» Fri Oct 29, 2010 11:36 am
actually the best solution would not be to hold shares in any game company. That would just make you an investor and you would be more concerned about wheter you will make a return on your investment or not.
The best solution for you would be to simply attempt to make the game that you want to play. There are plenty of free dev tools to do it . Find some modders ahd make your own game.
thats the best solution
Well I guess it's true that would be the best best solution, but it's not really an option for most people. I have little enough time to PLAY games; I certainly don't have time to MAKE them too, considering the additional time investment of learning how.
In response to your first part, though, I'm not really sure how buying stock magically turns you into a profit-obsessed Wall Street drone. It's very easy to set up an online brokerage account and invest as much or as little as you want. I mean, I'm a grad student earning a pretty measly salary, so I was only able to invest a couple hundred bucks across two big gaming companies. I'm obviously not of the illusion that I'm somehow going to get rich off 10 shares in EA or whatever; the only way I'd stand to gain or lose a significant amount would be if I invested a significant amount to begin with... and if that were the case, I would have been the "investor" you described already - buying the stock wouldn't have caused it.

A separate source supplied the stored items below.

PR #421, opened 2020-07-31
Remove 1#

### LINKED ISSUE #210: unnecessary use of 1#element for header field definitions

mnot:
Fixes #210.


mnot:
I don't think any additional prose is necessary; the semantics follow pretty cleanly in each case. E.g., for `Vary`, which "describes what parts of a request message, aside from the method Host header field, and target URI, might influence the origin server's process for selecting...", and an empty list means that there aren't any.

WRT changes - I don't think this is something that requires a specific note.

draft-ietf-httpbis-semantics-latest.xml
```diff
@@ -5885,8 +5885,9 @@ Proxy-Authorization: basic aGVsbG86d29ybGQ=
    order to properly handle this request.
 </t>
 <sourcecode type="abnf7230"><iref primary="true" item="Grammar" subitem="Expect"/>
-  <x:ref>Expect</x:ref> =      #<x:ref>expectation</x:ref>
-  <x:ref>expectation</x:ref> = <x:ref>token</x:ref> [ "=" ( <x:ref>token</x:ref> / <x:ref>quoted-string</x:ref> ) *<x:ref>parameter</x:ref> ]
+  <x:ref>Expect</x:ref> =      1#<x:ref>expectation</x:ref>
```
mnot:
```suggestion
  <x:ref>Expect</x:ref> =      #<x:ref>expectation</x:ref>
```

I'm also, of course, not of the illusion that 10 or 100 or even 1000 shares is going to give anybody a significant sway over a corporation's direction. I think it's ridiculous, however, how prevalent views like yours are among people of my generation, especially the "gamers." There's such a tendency to believe stocks and investing are these inscrutable, intangible concepts that are only relevant or attainable for people with millions of dollars, or to your mythological "investors." EA, for example, has roughly 330 million shares outstanding. If each of the 4 million PC gamers who bought Crysis 1 owned 10 shares of EA, 10% of the company's shares would be controlled by people with a direct interest in the quality of the games, and each individual among them would only stand to lose, at most, about 200 dollars if EA were to suddenly die completely.
(I'm already forseeing a "rebuttal" of my example by nit-picking the implausibility of the details. To head that off - it's a thought experiment, not a picture of some plan of mine or something. The numbers are, to my knowledge, accurate, but beyond that it's just an idealized scenario to illustrate my point. There are plenty of arguments against my position, I'm sure, but please don't siderail the discussion with "LOL NUB CRYSIS OWNERS ARNT A UNIFID BLOCK! PWND BY UR OWN ARGUMINT"... )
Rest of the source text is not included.